__Required action__. The lines to repeat are those below from the one containing "--- a/app/api/tasks.py" down to the one containing "This is a massive", both included; reproduce them exactly and nothing else.

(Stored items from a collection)

PR #13287, opened 2026-03-14
taxonomy(food): fish analogue categories synonyms

Freso:
Adds some synonyms for the fish analogue categories that are already in use, and also some Danish and Swedish translations + synonyms.

Needed-for: https://world.openfoodfacts.org/facets/categories/vegan-fish
Needed-for: https://world.openfoodfacts.org/facets/categories/vegan-salmon
Needed-for: https://world.openfoodfacts.org/facets/categories/vegan-tuna

### DIFF
--- a/taxonomies/food/categories.txt
+++ b/taxonomies/food/categories.txt
@@ -120264,16 +120264,22 @@ ciqual_food_name:fr: Saucisse végétale au tofu (convient aux véganes ou vég�
 
 #Meat and fish categories are separated while Fish analogues is under meat analogue. This difference is intended, since fishes are animals and therefore considered as meat by vegetarians
 < en:Meat analogues
-en: Fish analogues, Plant-based fish, Plantbased fish
+en: Fish analogues, Plant-based fish, Plantbased fish, Vegan fish
+da: Plantebaserede fisk, Veganske fisk
 hr: Analozi ribe
 nl: Plantaardige vissen
 pl: Zastępniki ryb
+sv: Växtbaserade fiskar, Veganska fiskar
 
 < en:Fish analogues
-en: Salmon analogues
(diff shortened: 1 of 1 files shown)


taxonomies/food/categories.txt
```diff
@@ -120262,16 +120262,22 @@ ciqual_food_name:fr: Saucisse végétale au tofu (convient aux véganes ou vég
 
 #Meat and fish categories are separated while Fish analogues is under meat analogue. This difference is intended, since fishes are animals and therefore considered as meat by vegetarians
 < en:Meat analogues
-en: Fish analogues, Plantbased fish
+en: Fish analogues, Plantbased fish, Vegan fish
+da: Plantebaserede fisk, Veganske fisk
```
moon-rabbitOFF, line 120268: I think its great to put plantbased fish (with a hyphen maybe btw plant and based?) as a synonym. It will be more easy for people to find the category. But it might better to find another term for "Plantebaserede fisk" as a first entry in Danish, since by definition a fish cannot be plant-based

Freso: I agree in principle, and when I think of a suitable replacement, I will switch to that. For the time being though, I think _a_ Danish (and Swedish, which has the same issue) translation is better than _no_ Danish translation. It might even prompt some other Danish speaker/reader to suggest a better translation. :)

Freso: The lack of hyphen is not introduced by this PR, but I agree, and am fixing it in https://github.com/openfoodfacts/openfoodfacts-server/pull/13297

moon-rabbitOFF: Okay for me then, I agree better an approximate translation than no translation at all

PR #13289, opened 2026-03-14
fix: bypass cache for brand facet links so newly added products appear immediately

### LINKED ISSUE #13257: Recently added product does not appear immediately in brand facet
### What
- After adding a new product with brand "Bolas", the product does not appear in the brand facet page (`/brands/bolas`) when clicking the brand link from the product page.
- This creates inconsistency: the brand link suggests "see all products from this brand", but omits the just-added one.

1. Go to an existing product or add a new one: e.g. https://world.openfoodfacts.org/product/8906142774408/black-chia-seeds-bolas
2. On the product page, locate the "Brand" field (shows "Bolas").
3. Click the brand link "Bolas" (leads to https://world.openfoodfacts.org/brands/bolas or similar).
4. Observe that the newly added/edited product ("Black Chia Seeds") is missing from the list of products under that brand, even though other Bolas products are shown.

### Expected behavior
- When clicking on the Brand link (e.g. "Bolas") from a product page, the facet page should list **all** products for that brand, **including** the one the user just came from (or recently added/edited).
- Ideally, show the product immediately, or display a message like "This product was recently added — it may take a few minutes to appear in lists" if there's unavoidable indexing delay.

### Why
- Improves user experience and trust in the platform: contributors expect their edits to be visible right away in related views.
- Prevents confusion ("Did my edit save? Why isn't it here?").
- Common navigation flow (product → brand) should feel consistent and complete.

- Screenshot of product page showing brand "Bolas" link.

Image

- Screenshot of /brands/bolas page showing other products but missing "Black Chia Seeds".

Image

### Part of
- (If you find a related issue later, add e.g. #525 here; none matched exactly in current searches)

### Additional context
- Product added recently (check edit history on the product page for exact time).
- Brand page shows other Bolas products correctly, so it's not a complete failure to recognize the brand tag.
- Tested in Firefox 148 on Windows 10.

### Type of device
- Browser:  Firefox 148
- Operating System: Windows
- Other: Web interface (world.openfoodfacts.org)

- At least 1 (the newly added one); potentially many per day if contributors notice and get confused.
- Impacts all recently added/edited products until facets refresh.

### Time per product
- Minor confusion/annoyance per contributor (~1–5 min wondering if edit failed).
- If widespread, cumulative time loss for the community could be noticeable.

sidhansu10:
## Problem
When navigating from a product page to its brand facet page (e.g. `/facets/brands/<brand>`), recently added or edited products may not appear immediately because facet queries can be served from cache. This creates confusion for contributors who expect to see the product they just added.

## Solution
Add `no_cache=1` to brand facet links generated from product pages so the query bypasses cache and reflects the latest data. The change only applies to the `brands` tag type to avoid disabling caching for other facets.

- Fixes #13257


teolemon (changes requested):
You're tackling 2 unrelated topics in this PR. 
cc @john-gom  for the Cache part

Freso (commented):
> Add `no_cache=1` to brand facet links generated from product pages so the query bypasses cache and reflects the latest data. The change only applies to the `brands` tag type to avoid disabling caching for other facets.

Won’t users also expect the newly added product to show on category and other facet pages?

Maybe the `no_cache` query parameter could be added (for all facet links) on a product page when the product has just been added/edited (I don’t know if we have a good way to check if we come from the editing page or not) but not otherwise?

Ultimately, it would be even better if edited products could invalidate caches of facets they’re added to or removed from, instead of injecting a query parameter that probably shouldn’t be exposed in most circumstances. (I also feel like this is much less of an issue now than it was 2 months ago, but that doesn’t mean it won’t become an issue again.)

PR #13295, opened 2026-03-15
taxonomy: deleted croissants with almonds and pistachio

moon-rabbitOFF:
Deleted the category "croissants with almonds and pistachio", I cannot see any product in the databse which correspond to this description

### DIFF
--- a/taxonomies/food/categories.txt
+++ b/taxonomies/food/categories.txt
@@ -119068,10 +119068,6 @@ sales_format:en: package, item
 en: Croissant with almonds, Almond croissant
 fr: Croissants aux amandes
 
-< en:Croissants
-en: Croissants with almonds and pistachio
-fr: Croissants aux amandes et pistache
-
 < en:Viennoiseries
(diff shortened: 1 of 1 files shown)


Freso:
Looked in the Slack, and it does indeed seem that this is a request from the Prices folks: https://openfoodfacts.slack.com/archives/C02Q6KM7F/p1717741906462959?thread_ts=1717135469.141019&cid=C02Q6KM7F

@raphodn can you confirm? It doesn’t seem like there are any prices for this category, but maybe I’m missing it?

moon-rabbitOFF:
Thank you @Freso for checking who made the former pull request and who asked for it. I am not familiar enough with github to check these kind of thing

raphodn:
hi ! thanks @Freso for the ping !
indeed i'm in favor of adding real-life categories that don't necessarily (yet) correspond to existing barcode products :innocent: 
mainly for open prices and allowing users to add prices for any kind of product 

but i do see some useless/duplicate categories like "* with bakery", but you're the experts if this info is useful ^^

PR #13303, opened 2026-03-17
fix: handle redis failures in listen_to_redis_stream.pl - not working

stephanegigandet:
See Slack thread: https://openfoodfacts.slack.com/archives/C02LDQDDD/p1773741118086119?thread_ts=1773681988.567029&cid=C02LDQDDD

In production listen_to_redis_stream.pl takes 100% CPU if redis_url is not configured, or if at some point there is an error reading from Redis.

This PR is an attempt to change the loop so that it does not happen, but it does not work,  xread somehow is not blocking for 5 seconds as it should.

### DIFF
--- a/lib/ProductOpener/Redis.pm
+++ b/lib/ProductOpener/Redis.pm
@@ -126,6 +126,7 @@ sub init_redis() {
 
 Connects to Redis and processes any events received. Blocks until there is an error or the application terminates.
 Returns on error or when receiving a terminate signal from the OS
+
 =cut
 
 sub subscribe_to_redis_streams () {


lib/ProductOpener/Redis.pm
```diff
@@ -123,72 +123,82 @@ sub init_redis() {
...
 
 	if (!defined $redis_client) {
 		$log->warn("Can't connect to Redis") if $log->is_warn();
-		return;
-	}
-
-	if (get_oidc_implementation_level() >= 2) {
-		# Read Keycloak events to process actions following user creation / deletion
-		_read_user_streams('$');
+		return 0;
```
stephanegigandet: So if for some reason redis becomes unreachable for some time, we just exit and never retry? Or is the idea that systemd will restart on failure after a while?

john-gom: We could retry indefinitetely if you like

stephanegigandet:
Tested locally, looks good. Thanks @john-gom !

PR #13313, opened 2026-03-19
fix: Logos for partners

teolemon:
fix: Logos for partners
Keeping duplicates in misc, but bringing a unified place to find them


stephanegigandet:
Thanks

PR #1570, opened 2024-11-20
Fix: Silence Deprecated Version Warning

Saijin-Naib:
Remove deprecated Docker Version object from YML files


pierotofy:
But will this break with older versions of docker-compose?

Saijin-Naib:
I need to package it to test, Alpine doesn't ship v1 since it is long since deprecated.

One of the major improvements of v2 is using ```-``` instead of ```_``` for the containers to ensure the hostnames are DNS-compliant and reachable, which seems like a very important UX improvement vs keeping the older compose.

kikislater:
+1 for this PR
v1 is out of date now, it is time to update !

PR #1578, opened 2025-01-06
Handle import chunk retries

pierotofy:
Adds the ability to retry chunk import uploads, which is important in environments where network connectivity is intermittent.

### DIFF
--- a/app/api/tasks.py
+++ b/app/api/tasks.py
@@ -471,6 +471,7 @@ class TaskAssetsImport(APIView):
                 os.unlink(tmp_upload_file)
             
             with open(tmp_upload_file, 'ab') as fd:
+                fd.truncate(byte_offset)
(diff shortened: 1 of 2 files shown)


Saijin-Naib:
This is HUGE, but in little chunks 🤣

pierotofy:
Yeah I'm actually surprised I didn't do this sooner, Dropzone already had a function to retry chunks, but I just never enabled it (didn't know it was there).

Saijin-Naib:
This is a massive stack 🤷 One person can't know each lib top to bottom and left to right. 

I'm excited to see how this helps folks out. 

Does this warrant a minor version bump in WebODM?

pierotofy:
> Does this warrant a minor version bump in WebODM?

Nah, all part of 2.5.7.

Issue #1582, opened 2025-01-10
Imported task from backup lacks "Restart" button


pierotofy:
An imported backup lacks the "Restart" button for a task (because of a `imported = task.import_url !== "";` check in TaskListItem.jsx), but really should have it.

Issue #1581, opened 2025-01-10
3D button in maps popup leads to 404 page


pierotofy:
Steps:

1. Share a task's map
2. Open the map via the shared link
3. Click on the orthophoto
4. Popup opens
5. Click the 3D button from the popup
6. Witness: 404

Issue #1580, opened 2025-01-10
Exporting large DEMs rasters with Shading takes a long time and memory


pierotofy:
Even after the improvements of #1579, the software still struggles to export colored DEMs with hillshading in a reasonable time and under reasonable memory bounds.

PR #1583, opened 2025-01-10
More memory optimizations for RGB/HSV conversion, duplicate filename uploads

pierotofy:
More optimizations that almost 2x improve performance in RGB/HSV conversion and substantially reduce memory usage.

Could mitigate #1580


pierotofy:
Closes #1581

pierotofy:
Closes #1582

__Solution for this task__.
--- a/app/api/tasks.py
+++ b/app/api/tasks.py
@@ -471,6 +471,7 @@ class TaskAssetsImport(APIView):
                 os.unlink(tmp_upload_file)
             
             with open(tmp_upload_file, 'ab') as fd:
+                fd.truncate(byte_offset)
(diff shortened: 1 of 2 files shown)


Saijin-Naib:
This is HUGE, but in little chunks 🤣

pierotofy:
Yeah I'm actually surprised I didn't do this sooner, Dropzone already had a function to retry chunks, but I just never enabled it (didn't know it was there).

Saijin-Naib:
This is a massive stack 🤷 One person can't know each lib top to bottom and left to right. 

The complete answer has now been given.